As many of you may know, I've done bench repairs in the past, but *A.* it was a long time ago and *B.* I didn't do amps, I did HU's... so I'm not 100% with amps... 

Reference pic.. 










Thank you,

Aaron


----------



## King Nothing (Oct 10, 2005)

You should get them powdercoated


----------



## Aaron'z 2.5RS/WRX (Oct 24, 2007)

King Nothing said:


> You should get them powdercoated



That is a possibility, I have a friend with the facilities for it.... but, my main concern is having working amps when i'm finished...


----------



## Fish Chris (Dec 14, 2008)

Hey Aaron, I'm not sure which part of the amp your talking about painting, but I know that painting, or powder coating the heat sink fins could seriously hurt the heat disipating properties of the heat sinks. So I definately wouldn't mess with those.

It probably wouldn't be so bad if the amp had a built in fan.... but I wouldn't swear to that either. 
I'd just be really nervous to mess with an amp, due to the cooling aspects.

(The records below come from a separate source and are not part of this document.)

PR #1165, opened 2021-05-04
[CKV_AZURE_109] Update KeyVaultEnablesFirewallRulesSettings.py to expect a properly formated value

htonkovac:
Hello,

I noticed this rule changed recently (it made no sense before). However, this rule is not working properly. It expects a "deny". However, azurerm expects "Deny". If "deny" is given to azurerm it will fail.

I'm not sure if there is anything else I should update. Please bring it to my attention and I will make the changes.

### DIFF
--- a/checkov/terraform/checks/resource/azure/KeyVaultEnablesFirewallRulesSettings.py
+++ b/checkov/terraform/checks/resource/azure/KeyVaultEnablesFirewallRulesSettings.py
@@ -14,7 +14,7 @@ class KeyVaultEnablesFirewallRulesSettings(BaseResourceValueCheck):
         return "network_acls/[0]/default_action"
 
     def get_expected_value(self):
-        return "deny"
+        return "Deny"
 
 
 check = KeyVaultEnablesFirewallRulesSettings()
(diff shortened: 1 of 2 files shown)


gruebel:
you would need to change the tests related to the test
https://github.com/bridgecrewio/checkov/blob/9ec5cb6568b0b4562a906c8a56ffc34424a35da6/tests/terraform/checks/resource/azure/test_KeyVaultEnablesFirewallRulesSettings.py#L75-L77
and this would be great to change from `allow` to `Allow`
https://github.com/bridgecrewio/checkov/blob/9ec5cb6568b0b4562a906c8a56ffc34424a35da6/tests/terraform/checks/resource/azure/test_KeyVaultEnablesFirewallRulesSettings.py#L113-L115

htonkovac:
@gruebel  Thanks. I've updated the unit tests. Is there anything else I should update?

schosterbarak:
Thank you @htonkovac for your contribution. You are welcome to join : https://slack.bridgecrew.io/  the slack community :)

I was / am thinking about having my RF Power 1000 re-plated with black chrome, instead of regular chrome though. I'm not too worried about this, as I'll just be adding another 1/1000th or so, of basically the same stuff (chromium) just a different color, so it should not affect heat disipation.

Peace,
Fish


----------



## King Nothing (Oct 10, 2005)

Fish Chris said:


> Hey Aaron, I'm not sure which part of the amp your talking about painting, but I know that painting, or powder coating the heat sink fins could seriously hurt the heat disipating properties of the heat sinks. So I definately wouldn't mess with those.
> 
> 
> Fish


Most amps come with some kind of coating wether it be paint or chrome or whetever. I would think its OK for paint or powdercoat. shouldnt mess with heat dissipation much


----------



## Aaron'z 2.5RS/WRX (Oct 24, 2007)

I've thought about that, but I'm not that worried, there are millions of amps painted and powder coated that dissipate heat just fine... 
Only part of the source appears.